For female streamers: The within-category timing range is narrow (42.6–45.4 VPM), but the day-of-week effect is more significant than hourly variation. Monday and Sunday evening slots (19:00–22:00 UTC) consistently outperform Tuesday through Thursday. The weekend morning advantage (06:00–09:00 UTC, weekend VPM 31–32.6 vs weekday 29.1–29.2) represents a genuine scheduling opportunity for streamers with flexible schedules.
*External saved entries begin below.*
Issue #381, opened 2023-01-19
Retrieving inverse hessian when using `ScipyMinimize('BFGS')`


aymgal:
Hi,
Is there any way to retrieve the `hess_inv` (approximated inverse Hessian) after running the BFGS optimizer? In the original scipy's implementation, the matrix is stored in the return `OptimizeResult` object.

mblondel:
I don't think so, but a patch would be welcome.

aymgal:
Ok, I proposed a patch with #382

PR #382, opened 2023-01-19
Add inverse hessian approximation to the returned state

aymgal:
The `state` returned after running `ScipyMinimize` now contains the approximated inverse Hessian matrix (if the optimizer supports it, e.g. `'BFGS'`). The inverse Hessian matrix gives an approximation of the covariance matrix.
A small test has been added to check against original scipy. 
The goal is to solve issue #381.

### DIFF
--- a/jaxopt/_src/scipy_wrappers.py
+++ b/jaxopt/_src/scipy_wrappers.py
@@ -36,6 +36,7 @@ from typing import Union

For all categories: The within-day VPM range of up to 47 points on a single day means that an 8:00 UTC start on Sunday can produce radically different conditions than a 14:00 UTC start on the same day. The average figures mask this variance. Streamers optimizing for efficiency should prioritize the low-supply windows — Monday morning, Sunday evening — over the high-volume windows where supply and demand both peak simultaneously.


What Timing Optimization Cannot Do

The precision timing data in this analysis produces the most specific scheduling recommendations of the series. It cannot resolve the fundamental constraint that has appeared in every timing analysis: timing optimization works within the category and follower-base conditions a streamer already occupies.

A female streamer with 1,000 followers broadcasting at Monday 21:00 UTC will achieve a VPM of approximately 34–35 in platform terms — but her personal VPM reflects her specific audience, which is a fraction of the platform aggregate. The platform-level VPM indicates competitive conditions, not guaranteed outcomes.

The couple VPM of 751 at 11:00 UTC does not mean every couple stream at that hour achieves 751 viewers. It means the average viewer-to-streamer ratio within the couple category at that hour is 751 — driven by the top performers pulling the average up substantially. A new couple stream at 11:00 UTC benefits from the reduced competition that produces the high platform-level VPM, but their actual audience reflects their specific follower base and discoverability.

Timing is the most immediately adjustable variable available to any streamer. It is also, as this series has established consistently, among the least powerful relative to category selection, follower accumulation, and session quality.


Data sourced from site_sync_stats covering April 20–27, 2026, encompassing approximately 2,400 sync events at 8-minute intervals. VPM calculated as total_viewers divided by total_online at each sync event, averaged across the hour-day combination. Gender-specific VPM calculated as total_viewers divided by gender-specific online count.